To address the limited bit-error performance of polar codes in both short- and long-code regimes, this paper proposes the PS-PAC coding framework, which integrates CRC-aided decoding, convolutional pre-coding, and a dynamic parity masking mechanism to jointly optimize codeword weight distribution and frozen-bit design. A novel continuous-division-based dynamic parity masking technique is introduced, coupled with row-wise decomposition of the polarization transform and successive-cancellation list (SCL) decoding, enabling fine-grained frozen-bit configuration. Experimental results demonstrate a 0.5 dB SNR gain for short codes (N=128, K=64) and a 0.12 dB overall improvement for long codes (N=1024, K=512), accompanied by significant frame-error-rate reduction. The framework balances theoretical rigor with practical implementability, offering a promising solution for ultra-reliable short-packet communications.
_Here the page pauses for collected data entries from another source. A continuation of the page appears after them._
PR #3667, opened 2024-12-02
✨ Better filtering of data & metadata in chart-diff

Marigold:
- Fixed a bug that displayed `Config change` for unrelated charts.
- Filtered data and metadata changes by checking which files were modified on the staging server.

I intended to use the function `get_datasets_from_version_tracker`, but calling `vt.steps_df` was too slow. Instead, I added a new function, `get_all_changed_catalog_paths`, which identifies the paths of changed steps along with their downstream dependencies. Let me know if a faster function for this purpose already exists.

Parsing catalog paths over and over again with `.split("/")` is tedious and prone to errors. I wanted to create a special object `StepPath` in this PR https://github.com/owid/etl/pull/3165, but wasn't fully satisfied with it and didn't end up merging. It'd be nice to refactor it all at one point.

### DIFF
--- a/apps/wizard/utils/io.py
+++ b/apps/wizard/utils/io.py
@@ -14,7 +14,7 @@ import etl.grapher_model as gm
 from apps.wizard.utils.cached import get_datasets_from_version_tracker
 from etl.git_helpers import get_changed_files
 from etl.grapher_io import get_all_datasets
-from etl.paths import BASE_DIR, STEP_DIR
+from etl.paths import BASE_DIR, SNAPSHOTS_DIR, STEP_DIR
 from etl.steps import filter_to_subgraph, load_dag
 
 # Initialize logger.
@@ -73,8 +73,10 @@ def get_changed_steps(files_changed: Dict[str, Dict[str, str]]) -> List[str]:
             # Skip deleted files.
             continue
 
-        # Identify grapher data steps, and ignore the rest.
-        if file_path.startswith(STEP_DIR.relative_to(BASE_DIR).as_posix()) and file_path.endswith(".py"):
+        # Identify potential recipes for data steps
+        if file_path.startswith(
+            (STEP_DIR.relative_to(BASE_DIR).as_posix(), SNAPSHOTS_DIR.relative_to(BASE_DIR).as_posix())
+        ):
             changed_steps.append(file_path)
         else:
             continue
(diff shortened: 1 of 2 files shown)


apps/wizard/utils/io.py
```diff
@@ -75,13 +75,21 @@ def get_changed_grapher_steps(files_changed: Dict[str, Dict[str, str]]) -> List[
 
         # Identify grapher data steps, and ignore the rest.
         if file_path.startswith(STEP_DIR.relative_to(BASE_DIR).as_posix()) and file_path.endswith(".py"):
```
pabloarosado, line 77: (Please change the comment above, which is no longer accurate).
Wouldn't we want to catch snapshot changes as well? Maybe:
```
if file_path.startswith((STEP_DIR.relative_to(BASE_DIR).as_posix(), SNAPSHOTS_DIR.relative_to(BASE_DIR).as_posix())) and file_path.endswith((".py", ".dvc")):
```

apps/wizard/utils/io.py
```diff
@@ -137,3 +145,27 @@ def get_new_grapher_datasets_and_their_previous_versions(session: Session) -> Di
...
 
     return new_datasets
+
+
+def get_all_changed_catalog_paths(files_changed: Dict[str, Dict[str, str]]) -> List[str]:
+    """Get all changed steps and their downstream dependencies."""
+    dataset_catalog_paths = []
+
+    # Get catalog paths of all datasets with changed files.
+    for step_path in get_changed_steps(files_changed):
```
pabloarosado, line 155: This would not catch snapshots. To do that, you could do, e.g. `if step_path.startswith("snapshots/")` or something like that.

apps/wizard/utils/io.py
```diff
@@ -137,3 +145,27 @@ def get_new_grapher_datasets_and_their_previous_versions(session: Session) -> Di
...
+        abs_step_path = BASE_DIR / Path(step_path)
+        try:
+            # TODO: use StepPath from https://github.com/owid/etl/pull/3165 to refactor this
+            dataset_catalog_paths.append(abs_step_path.relative_to(STEP_DIR / "data").with_suffix("").as_posix())
+        except ValueError:
+            continue
+
+    # Add all downstream dependencies of those datasets.
+    DAG = load_dag()
+    dag_steps = list(filter_to_subgraph(DAG, dataset_catalog_paths, downstream=True).keys())
```
pabloarosado, line 165: This is OK, as it filters down the DAG a little bit. But using VersionTracker.steps_df would be much more precise. You could do:
```
steps_df[(steps_df["step"].isin([...])]["all_active_usages"]
```
And that would give you only the steps that are affected by the changed files. That would be ultimately what we need. But I understand that loading `steps_df` is very slow.

pabloarosado (approved):
Thanks for fixing this!
I left a few suggestions to also be able to catch changes in snapshots.
And to be able to get the list of affected steps, I don't think we have any alternative but using vt.steps_df. Maybe we could invest some time to optimize that process (since it's used in multiple places).
However, what you propose is already an improvement, so feel free to merge as-is.

apps/wizard/utils/io.py
Marigold: Good catch! I made it work for snapshots, too.

apps/wizard/utils/io.py
Marigold: I profiled `steps_df`, but couldn't find any low-hanging fruit that would significantly speed it up. It just does a lot of things, which takes time. We'd have to refactor it a lot to make it both fast enough for such a simple use case as this and flexible for ETL dashboard. Anyway, I copied your comment to code to not get lost.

CRC-Polar codes under SC list decoding are well-regarded for their competitive error performance. This paper examines these codes by focusing on minimum weight codewords and breaking them down into the rows of the polar transform. Inspired by the significant impact of parity check bits and their positions, we apply a shifted rate-profile for polarization-adjusted convolutional (PS-PAC) codes, thereby achieving similar improvements in the weight distribution of polar codes through precoding. The results demonstrate a significant improvement in error performance, achieving up to a 0.5 dB power gain with short PS-PAC codes. Additionally, leveraging convolutional precoding in PAC codes, we adopt a continuous deployment (masking) of parity check bits derived from the remainder of continuous division of the partial message polynomial and the CRC polynomial over frozen positions in the rate-profile. This approach enhances performance for long codes, with an overall improvement of 0.12 dB.